Труус вышла из кухни, чувствуя, что поступила как отличный психиатр. В середине дня она позвонила второй секретарше Линдхаута мисс Доланд и извинилась перед ней. Этот разговор закончился тем, что они обе решили обращаться друг к другу по имени. Труус тихо напевала и насвистывала «Bei mir biste scheen»,[77] когда снова, впервые после долгого времени, наводила порядок в своем письменном столе. В семь часов, как каждый день, ушла успокоенная фрау Врангель. Она приготовила ужин и поставила на стол маленькую вазу с тремя цветками. Труус нашла это исключительно трогательным. Она поела с большим аппетитом. Три минуты десятого зазвонил телефон. Это был Линдхаут. Он очень удивился и обрадовался, когда услышал, что Труус в хорошем настроении:
— Кажется, у тебя дела идут великолепно, да?
— Ах, знаешь, у адвоката все выглядело не так блестяще, но он убежден, что этот тип — мошенник, что все принадлежит мне и я смогу завещать это городу. Это займет еще два-три месяца, пока мы не решим все проблемы. Это замечательно — ведь и ты столько времени будешь работать в этой клинике, не так ли?
— Да, это верно. Я и здесь живу в гостинице. У тебя есть чем писать? Я дам тебе номер телефона…
— Одну минуту… Да, говори.
Он продиктовал номер.
— Это чтобы ты всегда знала, где можно оставить для меня сообщение, если я в дороге.
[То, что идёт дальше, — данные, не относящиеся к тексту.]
PR #1240, opened 2024-02-23
fix(Validium): Add commitment mode cross check

ilitteri:
## What ❔

Adds a cross-check of the local mode with L1 when setting up the server.

## Why ❔

It is now possible to run the node with an incorrect config that doesn’t match the L1 config.

We should force the node to ask the pre-deployed contracts on L1 in which mode it should run.

## Checklist


ilitteri:
For this PR to be ready for review we need to use the `call_contract_function` method which requires the contract ABI. For that, we'll create a function `executor_contract` in the `zksync_contracts` module.

core/lib/zksync_core/src/lib.rs
```diff
@@ -630,6 +630,25 @@ pub async fn initialize_components(
                     Arc::new(ValidiumModeL1BatchCommitDataGenerator {})
                 }
             };
+
+        let args = CallFunctionArgs::new("getPubdataPriceMode", ()).for_contract(
```
popzxc, line 634: Also, probably it would make sense to encapsulate this logic to a separate function. For now I think we can keep it in the same file.

core/lib/zksync_core/src/lib.rs
```diff
@@ -630,6 +630,25 @@ pub async fn initialize_components(
...
+        let current_commitment_mode_eth_response = eth_client.call_contract_function(args).await?;
+
+        let current_commitment_mode =
+            L1BatchCommitDataGeneratorMode::from_tokens(current_commitment_mode_eth_response)?;
+
+        // contracts mode == server mode
+        assert_eq!(
+            current_commitment_mode,
+            state_keeper_config.l1_batch_commit_data_generator_mode,
+            "The selected L1BatchCommitDataGeneratorMode ({:?}) does not match the existing commitment mode ({:?})",
```
popzxc, line 647: Maybe replace "existing commitmend mode" with "commitment mode used on L1 contract" to make it more clear?

popzxc (commented):
Nice!

core/lib/zksync_core/src/lib.rs
ilitteri: Done in [d58e1ac](https://github.com/matter-labs/zksync-era/pull/1240/commits/d58e1acd5b3d4d8393fa8395f038d8ec731f10ab)

core/lib/zksync_core/src/lib.rs
```diff
@@ -630,6 +630,25 @@ pub async fn initialize_components(
                     Arc::new(ValidiumModeL1BatchCommitDataGenerator {})
                 }
             };
+
+        let args = CallFunctionArgs::new("getPubdataPriceMode", ()).for_contract(
+            contracts_config.executor_facet_addr,
+            zksync_contracts::executor_contract(),
+        );
+        let current_commitment_mode_eth_response = eth_client.call_contract_function(args).await?;
```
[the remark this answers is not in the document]
ilitteri: > This version of the server can be merged before the new contracts are actually deployed to testnet/mainnet, so we must add a check against that, e.g. we only do this check if the call succeeds. A simple way to do it is to match on an error in call_contract_function. If it's a zksync_eth_client::Error::Contract, you just emit a warning that the contract does not support the required getter and proceed. If it's Ok, you do the check. And you bail on any other error.

Handled here [9586ecc](https://github.com/matter-labs/zksync-era/pull/1240/commits/9586ecc3e45dbe53232edbe55efcf3754afe3c67)

> you should write a unit test for it to make sure that locally the call can succeed.

Which would be a proper place for this test?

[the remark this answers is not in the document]
popzxc: You can create `zksync_core/src/tests.rs` and put it there.

core/lib/zksync_core/src/lib.rs
```diff
@@ -298,6 +298,50 @@ impl FromStr for Components {
...
+    eth_client: &impl EthInterface,
+) -> anyhow::Result<()> {
+    let selected_l1_batch_commit_data_generator_mode = state_keeper_config
+        .l1_batch_commit_data_generator_mode
+        .clone();
+    match get_pubdata_pricing_mode(&contracts_config, eth_client).await {
+        // Getters contract support getPubdataPricingMode method
+        Ok(l1_contract_pubdata_pricing_mode) => {
+            let l1_contract_batch_commitment_mode =
+                L1BatchCommitDataGeneratorMode::from_tokens(l1_contract_pubdata_pricing_mode)?;
```
popzxc, line 313: Small nit: it's usually a good idea to add [`context`](https://docs.rs/anyhow/latest/anyhow/trait.Context.html#tymethod.context) to the errors you propagate. E.g. in this case you can do `.context("Unable to parse L1BatchCommitDataGeneratorMode received from L1 contract")?`.

This helps greatly when something happens, because by default you just see some bottommost error and you may even have no idea where it comes from (if there was no `context` added up the callstack).

core/lib/config/src/configs/chain.rs
```diff
@@ -52,6 +60,31 @@ pub enum L1BatchCommitDataGeneratorMode {
...
+// The cases are extracted from the `PubdataPricingMode` enum in the L1 contracts,
+// And knowing that, in Ethereum, the response is the index of the enum case.
+// If the Uint token is 0 I want the Rollup case,
+// If the Uint token is 1 I want the Validium case,
+// Else, an error.
+impl Detokenize for L1BatchCommitDataGeneratorMode {
+    fn from_tokens(tokens: Vec<ethabi::Token>) -> Result<Self, Web3ContractError> {
+        let error = Err(Web3ContractError::Api(Web3ApiError::Decoder(
+            "L1BatchCommitDataGeneratorMode::from_tokens".to_string(),
+        )));
```
popzxc, line 72: Tip: It's usually helpful to include information that would help to debug the error if it ever happens, e.g. in this case the tokens you couldn't parse. And to avoid doing extra work in an `Ok(..)` cases, you can make it a function, e.g.

```rust
fn from_tokens(tokens: Vec<ethabi::Token>) -> Result<Self, Web3ContractError> {
  fn error(tokens: &[ethabi::Token]) -> Web3ContractError {
    Web3ContractError::Api(Web3ApiError::Decoder(
            format!("L1BatchCommitDataGeneratorMode::from_tokens: {:?}", tokens)
        ))
  }
  
 match tokens.as_slice() {
    // ...
    _ => Err(error(&tokens))
 }
}
```

popzxc (approved):
Generally LGTM, feel free to merge once you fix nits/add a test. If you want, also feel free to submit the test as a separate PR.

popzxc:
@ilitteri also btw now that it's extracted to a separate function, it probably should be easy to integrate this check to EN as well (as a separate PR).

ilitteri:
> @ilitteri also btw now that it's extracted to a separate function, it probably should be easy to integrate this check to EN as well (as a separate PR).

Thanks a lot for the nits, I'll make new PRs for adding this cross-check to the EN and for the unit test.

ilitteri:
> @ilitteri also btw now that it's extracted to a separate function, it probably should be easy to integrate this check to EN as well (as a separate PR).

@popzxc  I'm currently working on supporting this cross-check in the EN and found out that the main_node_client does not implement `EthInterface`, thus the method cannot be exactly replicated.

Is it ok to replace the type of the `main_node_client` for a `Arc<dyn EthInterface>`? Or is it better to implement `EthInterface` for `HttpClient`?

popzxc:
@ilitteri On EN `eth_client_url` is a part of required config, and you can see it being used e.g. to instantiate the consistency checker. Right now, `ConsistencyChecker` takes a URL and instantiates `QueryClient` inside `new` just to coerce it to `Arc<dyn EthInterface>`. You can change it so that `ConsistencyChecker::new` accepts `Arc<dyn EthInterface>` and `QueryClient` is instantiated outside -- this way you'll have access to it during ETH initialization logic. Does it make sense?

ilitteri:
> @ilitteri On EN `eth_client_url` is a part of required config, and you can see it being used e.g. to instantiate the consistency checker. Right now, `ConsistencyChecker` takes a URL and instantiates `QueryClient` inside `new` just to coerce it to `Arc<dyn EthInterface>`. You can change it so that `ConsistencyChecker::new` accepts `Arc<dyn EthInterface>` and `QueryClient` is instantiated outside -- this way you'll have access to it during ETH initialization logic. Does it make sense?

This totally makes sense to me, thanks

PR #1242, opened 2024-02-23
fix(Validium): Remove obscure use of `VALIDIUM_MODE` env

ilitteri:
## Disclaimer ⚠️

This PR has a counterpart in the `era-contracts` repo. The PR in question is https://github.com/matter-labs/era-contracts/pull/225. The `era-contracts` submodule is pointing to said PR's branch. Before merging this PR, after it is approved and the `era-contracts` counterpart is merged, we need to update this PR's submodule commit.

## What ❔

This PR removes the use of `VALIDIUM_MODE` env for the contracts side and replaces it with the passthrough of the flag to the `l1-contracts` deploy script.

## Why ❔

`zk` tool is setting `VALIDIUM_MODE` environment variable, which is only used by a script in a different repository (era-contracts). This is a very implicit and hard to track approach.

## Checklist


infrastructure/zk/src/init.ts
```diff
@@ -240,6 +237,10 @@ async function checkEnv() {
     }
 }
 
+function additionalArgumentsForRedeployingL1(validium: boolean) {
+    return validium ? ['--validium-mode'] : [];
+}
```
popzxc, line 242: It is a bit unexpected that `init.ts` has to know arguments for a particular contracts script.
I think it'll be better to hold the arguments close to the script that uses them.
For example, you can change the signature of `redeployL1` to accept not only args, but also `validium: bool`. If it'll be `true`, you'll push an extra argument to the list of provided args.

popzxc: Also, to make it more typesafe you may introduce an enum, e.g. `DeploymentMode { Rollup, Validium }` to use instead of a boolean flag.

ilitteri: Done in [e1e01dd](https://github.com/matter-labs/zksync-era/pull/1242/commits/e1e01dd55a9a86ebabc06e0b1737d0c2cccab83f)

popzxc (approved):
Nice!

PR #1253, opened 2024-02-26
feat: enhance unit test for batch tip

Artemka374:
## What ❔

Add a few more hardcoded constants for batch tip unit test.

## Why ❔

To measure correct values for further removing of the `batch_dry_run`

## Checklist


Artemka374:
`gas_used` metric is the same as `max_used_gas`, so didn’t add this constant. All the values are multiplied by 2 to have an overhead(in case not all edge cases are checked). Also wasn’t added constant for block writes - not sure that we can do this in this test.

Сообщение мне передадут тут же, так что больше не нужно будет заниматься поисками!
— Спасибо, Адриан!
Они очень нежно побеседовали друг с другом, и Линдхауту пора было заканчивать разговор:
— Стало быть, всего доброго, дочь!
— Всего доброго, Адриан! Обнимаю тебя! — сказала Труус.
Четверть часа спустя она была в доме Ванлоо и получила вторую инъекцию героина. Все друзья Ванлоо были уже там. В этот вечер разговоры шли о политике. Труус чувствовала себя еще лучше, чем после первой инъекции. Около половины второго ночи Ванлоо привез ее домой.
Так продолжалось три недели. Через день в девять вечера звонил Линдхаут, а около десяти часов Труус шла или ехала к Ванлоо. За эти три недели бывали дни, когда ей не нужен был героин — она чувствовала себя отлично еще после предыдущей дозы. Иногда была в состоянии эйфории, потому что в деле о наследстве что-то изменилось в ее пользу. Власти ГДР все-таки работали значительно быстрее, чем того ожидали она и ее адвокат.
— Ну теперь-то вы мне поверили, милое дитя, что героин, принимаемый так, как принимаете его вы, не имеет никаких вредных последствий и не делает зависимым? — как-то спросил Ванлоо. — Вы видите это по себе: либо у вас есть потребность, либо вам достаточно! А?
Труус кивнула.
— Для всех средств массовой информации наркотики — это очень большая удача, — презрительно сказал Ванлоо. — Этим типам все время нужны сенсации, не так ли? Ну вот, теперь на очереди наркотики! Даже правительство сходит с ума! Такие псевдосенсации всегда иссякают так же быстро, как и запускаются. Кстати, у меня есть подарок для вас, дорогая Труус.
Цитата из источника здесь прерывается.